Issue #5474, opened 2023-02-13
20230227 don't argmax output from image to image training


moellep:
For image-to-image training, keep the final output linear, and show ground-truth/predicted images in grayscale. For example a 3 color mask would use white, gray and black as the values, and the predicted value would be gray values somewhere on that scale.

PR #5494, opened 2023-02-20
Fix #5315 #5474: image to image files

### LINKED ISSUE #5315: ML image to mask with unet
Allow image-to-image h5 input files. A good example would be the oxford pets database:

https://keras.io/examples/vision/oxford_pets_image_segmentation/

gurhar1133:
Activait works with image to image example. Also no more classifying each pixel for image to image case.


moellep (changes requested):
Looks good - a few comments:
- could we put the Segments panel inline with the Fit panels? The Segments could be shown to the left of the "Fit 1" on the pets example
- The csv 2019 World Happiness regression now shows the javascript error after the training completes.
```
TypeError: Cannot read properties of undefined (reading '0')
    at self.imageToImage (activait.js?20230221.205821:416:26)
```

gurhar1133:
@moellep changes have been made. LMK if anything else

moellep (approved):

PR #5499, opened 2023-02-21
Fix #5409: remove watchpoints

### LINKED ISSUE #5409: srw remove watchpoints from generated optical names list
Watchpoints in the generated optical element list have no operation ("pass") and should not be included in the "names" array or have a case in the set_optics() method.

For example, the Sample watchpoint in the CHX example should not be in the generated code in these places:

```python
def set_optics(v, names=None, want_final_propagation=True):
    # ...
   if not names:
        names = ['S0', 'S0_HDM', 'HDM', 'HDM_S1', 'S1', 'S1_S2', 'S2', 'S2_CRL1', 'CRL1', 'CRL2', 'CRL2_KLA', 'KLA', 'KL', 'KL_S3', 'S3', 'S3_Sample', 'Sample']

        # ...
        elif el_name == 'Sample':
            # Sample: watch 48.7m
            pass
    # ...

def main():
    # ...
    names = ['S0','S0_HDM','HDM','HDM_S1','S1','S1_S2','S2','S2_CRL1','CRL1','CRL2','CRL2_KLA','KLA','KL','KL_S3','S3','S3_Sample','Sample']
    # ...
```

gurhar1133:
Removed Sample and Watchpoint generation in names list and the associated `pass` blocks


moellep (changes requested):
You don't want to use item.name as the test because that could be anything the user types. Instead look at item.type == 'watch'

sirepo/package_data/template/srw/beamline_optics.py.jinja
```diff
@@ -38,9 +38,13 @@ v.op_{{ item.name }}_{{ nameMap.get(name, name) }}
 {% if loop.index == 1 %}
         if el_name == '{{ item.name }}':
 {% else %}
+        {% if item.type not in ('watch', 'sample') %}
         elif el_name == '{{ item.name }}':
```
moellep, line 42: Only for item.type == 'watch'. The "sample" type is a different beamline element which we do want to include.

moellep: I know this is confusing because sometimes watchpoints have the name "Sample" which is the position of the sample in the actual beamline.

moellep: Also try the Example/Sample from Image SRW example to make sure it works normally.

moellep: It looks like the generated code for the beamlineAnimation model depends on watches being present in names:
```python
        for n in beamline_info.names:
            names.append(n)
            if n in beamline_info.watches:
                #...
```
So there will need to be some care in removing watches from the generated output, but preserving it in the internal data structures used to generated the code.

gurhar1133: > Also try the Example/Sample from Image SRW example to make sure it works normally.

made the changes. Re the Sample from Image example, i get the error message in run.log:
```

===================================================================================
=   BAD TERMINATION OF ONE OF YOUR APPLICATION PROCESSES
=   PID 628739 RUNNING AT v.radia.run
=   EXIT CODE: 9
=   CLEANING UP REMAINING PROCESSES
=   YOU CAN IGNORE THE BELOW CLEANUP MESSAGES
===================================================================================
YOUR APPLICATION TERMINATED WITH THE EXIT STRING: Killed (signal 9)
This typically refers to a problem with your application.
Please see the FAQ page for debugging suggestions
```
But I get that error on master too

gurhar1133:
@moellep made changes. LMK if any more are needed 👍

moellep:
Looks good!

gurhar1133:
@moellep unblock merge?

moellep (approved):

PR #5505, opened 2023-02-23
fix #5504 multipanel layout

### LINKED ISSUE #5504: 20230222 multi report panel
Allow on panel to show multiple reports, with an optional animation controller which controls all sub reports.

moellep:
separate out some report components:
- useAnimationReader hook for responding to report data and frame navigation
- AnimationControlButtons
add a new multipanel layout which supports multiple reports tied to one set of animation controls


react/src/layout/multipanel.tsx
```diff
@@ -0,0 +1,75 @@
...
+
+    getFormDependencies = () => {
+        return [...(this.items)].map(childLayout => childLayout.getFormDependencies()).flat();
+    }
+
+    component = (props: LayoutProps<{}>) => {
+        let { reportName, reportGroupName, frameIdFields } = this.config;
+        let modelsWrapper = useContext(CModelsWrapper);
+        let title = useInterpolatedString(modelsWrapper, this.config.title, ValueSelectors.Models);
+        //TODO(pjm): without this call, heatplots don't respond to window resize
```
garsuga, line 37: This is fine, I think we should think about hooks as having side-effects. This is very declarative and works.

react/src/layout/multipanel.tsx
```diff
@@ -0,0 +1,75 @@
...
+            <Col sm={12} className="px-3 py-2">
+                <Panel title={title} panelBodyShown={true}>
+                    <Row>
+                        <ReportAnimationController
+                            animationReader={animationReader}
+                            showAnimationController={showAnimationController}
+                            currentFrameIndex={undefined}
+                        >
+                            {
+                                (currentFrame: any) => {
```
garsuga, line 62: Put 'unknown' for the type if unknown

react/src/layout/report.tsx
```diff
@@ -105,6 +103,77 @@ export class AutoRunReportLayout extends Layout<AutoRunReportConfig, {}> {
     }
 }
 
+export function useAnimationReader(reportName, reportGroupName, frameIdFields) {
```
garsuga, line 106: Define types in function header

garsuga (commented):
Looks good, just some type stuff. Try to define types whenever possible in functions. Especially return types, things often just "work" with implied return types and explicit types can be really useful for catching errors. All functions at the top level in a file should be strongly typed since they can be shared/exported. This also helps us keep track of when we bring in too many types from other areas of the program that should maybe have ownership of the code we are writing instead. A great example of this is /components/reusable/form.tsx which is no longer reusable since it directly deals with schema concepts.

moellep:
Now uses types in header and arguments, replacing "any" and "unknown" 3b1c3e0

PR #707, opened 2021-10-19
add `sort_values` when encoding task

qingfeng10:
Summary:
`sort_values` is not passed when encoding trial index / task as ChoiceParameter. This will cause warning in the multi-task GP. The task features are encoded as integer and the values are sorted. Thus, let's add `sort_values=True` to remove the warning. (e.g. shown in N1249577 )

{F671397590}

Reviewed By: stevemandala

Differential Revision: D31731409


saitcakmak:
already committed

PR #724, opened 2021-11-16
fix in-sample arm visualization with a multi-task model

qingfeng10:
Summary:
### Problem

Visualization of in-sample arms (e.g. status-quo is None or out-of-design) is incorrect when using multi-task model. This is because we get raw metric values from an arbitrary observation rather the observations from the selected trial (e.g. selecting via FixedFeature) , e.g. as shown in this plot.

---------------

Activity -> Copy out the material above in full so that every line matches the original.

Solution to this exercise ->
Issue #5474, opened 2023-02-13
20230227 don't argmax output from image to image training


moellep:
For image-to-image training, keep the final output linear, and show ground-truth/predicted images in grayscale. For example a 3 color mask would use white, gray and black as the values, and the predicted value would be gray values somewhere on that scale.

PR #5494, opened 2023-02-20
Fix #5315 #5474: image to image files

### LINKED ISSUE #5315: ML image to mask with unet
Allow image-to-image h5 input files. A good example would be the oxford pets database:

https://keras.io/examples/vision/oxford_pets_image_segmentation/

gurhar1133:
Activait works with image to image example. Also no more classifying each pixel for image to image case.


moellep (changes requested):
Looks good - a few comments:
- could we put the Segments panel inline with the Fit panels? The Segments could be shown to the left of the "Fit 1" on the pets example
- The csv 2019 World Happiness regression now shows the javascript error after the training completes.
```
TypeError: Cannot read properties of undefined (reading '0')
    at self.imageToImage (activait.js?20230221.205821:416:26)
```

gurhar1133:
@moellep changes have been made. LMK if anything else

moellep (approved):

PR #5499, opened 2023-02-21
Fix #5409: remove watchpoints

### LINKED ISSUE #5409: srw remove watchpoints from generated optical names list
Watchpoints in the generated optical element list have no operation ("pass") and should not be included in the "names" array or have a case in the set_optics() method.

For example, the Sample watchpoint in the CHX example should not be in the generated code in these places:

```python
def set_optics(v, names=None, want_final_propagation=True):
    # ...
   if not names:
        names = ['S0', 'S0_HDM', 'HDM', 'HDM_S1', 'S1', 'S1_S2', 'S2', 'S2_CRL1', 'CRL1', 'CRL2', 'CRL2_KLA', 'KLA', 'KL', 'KL_S3', 'S3', 'S3_Sample', 'Sample']

        # ...
        elif el_name == 'Sample':
            # Sample: watch 48.7m
            pass
    # ...

def main():
    # ...
    names = ['S0','S0_HDM','HDM','HDM_S1','S1','S1_S2','S2','S2_CRL1','CRL1','CRL2','CRL2_KLA','KLA','KL','KL_S3','S3','S3_Sample','Sample']
    # ...
```

gurhar1133:
Removed Sample and Watchpoint generation in names list and the associated `pass` blocks


moellep (changes requested):
You don't want to use item.name as the test because that could be anything the user types. Instead look at item.type == 'watch'

sirepo/package_data/template/srw/beamline_optics.py.jinja
```diff
@@ -38,9 +38,13 @@ v.op_{{ item.name }}_{{ nameMap.get(name, name) }}
 {% if loop.index == 1 %}
         if el_name == '{{ item.name }}':
 {% else %}
+        {% if item.type not in ('watch', 'sample') %}
         elif el_name == '{{ item.name }}':
```
moellep, line 42: Only for item.type == 'watch'. The "sample" type is a different beamline element which we do want to include.

moellep: I know this is confusing because sometimes watchpoints have the name "Sample" which is the position of the sample in the actual beamline.

moellep: Also try the Example/Sample from Image SRW example to make sure it works normally.

moellep: It looks like the generated code for the beamlineAnimation model depends on watches being present in names:
```python
        for n in beamline_info.names:
            names.append(n)
            if n in beamline_info.watches:
                #...
```
So there will need to be some care in removing watches from the generated output, but preserving it in the internal data structures used to generated the code.

gurhar1133: > Also try the Example/Sample from Image SRW example to make sure it works normally.

made the changes. Re the Sample from Image example, i get the error message in run.log:
```

===================================================================================
=   BAD TERMINATION OF ONE OF YOUR APPLICATION PROCESSES
=   PID 628739 RUNNING AT v.radia.run
=   EXIT CODE: 9
=   CLEANING UP REMAINING PROCESSES
=   YOU CAN IGNORE THE BELOW CLEANUP MESSAGES
===================================================================================
YOUR APPLICATION TERMINATED WITH THE EXIT STRING: Killed (signal 9)
This typically refers to a problem with your application.
Please see the FAQ page for debugging suggestions
```
But I get that error on master too

gurhar1133:
@moellep made changes. LMK if any more are needed 👍

moellep:
Looks good!

gurhar1133:
@moellep unblock merge?

moellep (approved):

PR #5505, opened 2023-02-23
fix #5504 multipanel layout

### LINKED ISSUE #5504: 20230222 multi report panel
Allow on panel to show multiple reports, with an optional animation controller which controls all sub reports.

moellep:
separate out some report components:
- useAnimationReader hook for responding to report data and frame navigation
- AnimationControlButtons
add a new multipanel layout which supports multiple reports tied to one set of animation controls


react/src/layout/multipanel.tsx
```diff
@@ -0,0 +1,75 @@
...
+
+    getFormDependencies = () => {
+        return [...(this.items)].map(childLayout => childLayout.getFormDependencies()).flat();
+    }
+
+    component = (props: LayoutProps<{}>) => {
+        let { reportName, reportGroupName, frameIdFields } = this.config;
+        let modelsWrapper = useContext(CModelsWrapper);
+        let title = useInterpolatedString(modelsWrapper, this.config.title, ValueSelectors.Models);
+        //TODO(pjm): without this call, heatplots don't respond to window resize
```
garsuga, line 37: This is fine, I think we should think about hooks as having side-effects. This is very declarative and works.

react/src/layout/multipanel.tsx
```diff
@@ -0,0 +1,75 @@
...
+            <Col sm={12} className="px-3 py-2">
+                <Panel title={title} panelBodyShown={true}>
+                    <Row>
+                        <ReportAnimationController
+                            animationReader={animationReader}
+                            showAnimationController={showAnimationController}
+                            currentFrameIndex={undefined}
+                        >
+                            {
+                                (currentFrame: any) => {
```
garsuga, line 62: Put 'unknown' for the type if unknown

react/src/layout/report.tsx
```diff
@@ -105,6 +103,77 @@ export class AutoRunReportLayout extends Layout<AutoRunReportConfig, {}> {
     }
 }
 
+export function useAnimationReader(reportName, reportGroupName, frameIdFields) {
```
garsuga, line 106: Define types in function header

garsuga (commented):
Looks good, just some type stuff. Try to define types whenever possible in functions. Especially return types, things often just "work" with implied return types and explicit types can be really useful for catching errors. All functions at the top level in a file should be strongly typed since they can be shared/exported. This also helps us keep track of when we bring in too many types from other areas of the program that should maybe have ownership of the code we are writing instead. A great example of this is /components/reusable/form.tsx which is no longer reusable since it directly deals with schema concepts.

moellep:
Now uses types in header and arguments, replacing "any" and "unknown" 3b1c3e0

PR #707, opened 2021-10-19
add `sort_values` when encoding task

qingfeng10:
Summary:
`sort_values` is not passed when encoding trial index / task as ChoiceParameter. This will cause warning in the multi-task GP. The task features are encoded as integer and the values are sorted. Thus, let's add `sort_values=True` to remove the warning. (e.g. shown in N1249577 )

{F671397590}

Reviewed By: stevemandala

Differential Revision: D31731409


saitcakmak:
already committed

PR #724, opened 2021-11-16
fix in-sample arm visualization with a multi-task model

qingfeng10:
Summary:
### Problem

Visualization of in-sample arms (e.g. status-quo is None or out-of-design) is incorrect when using multi-task model. This is because we get raw metric values from an arbitrary observation rather the observations from the selected trial (e.g. selecting via FixedFeature) , e.g. as shown in this plot.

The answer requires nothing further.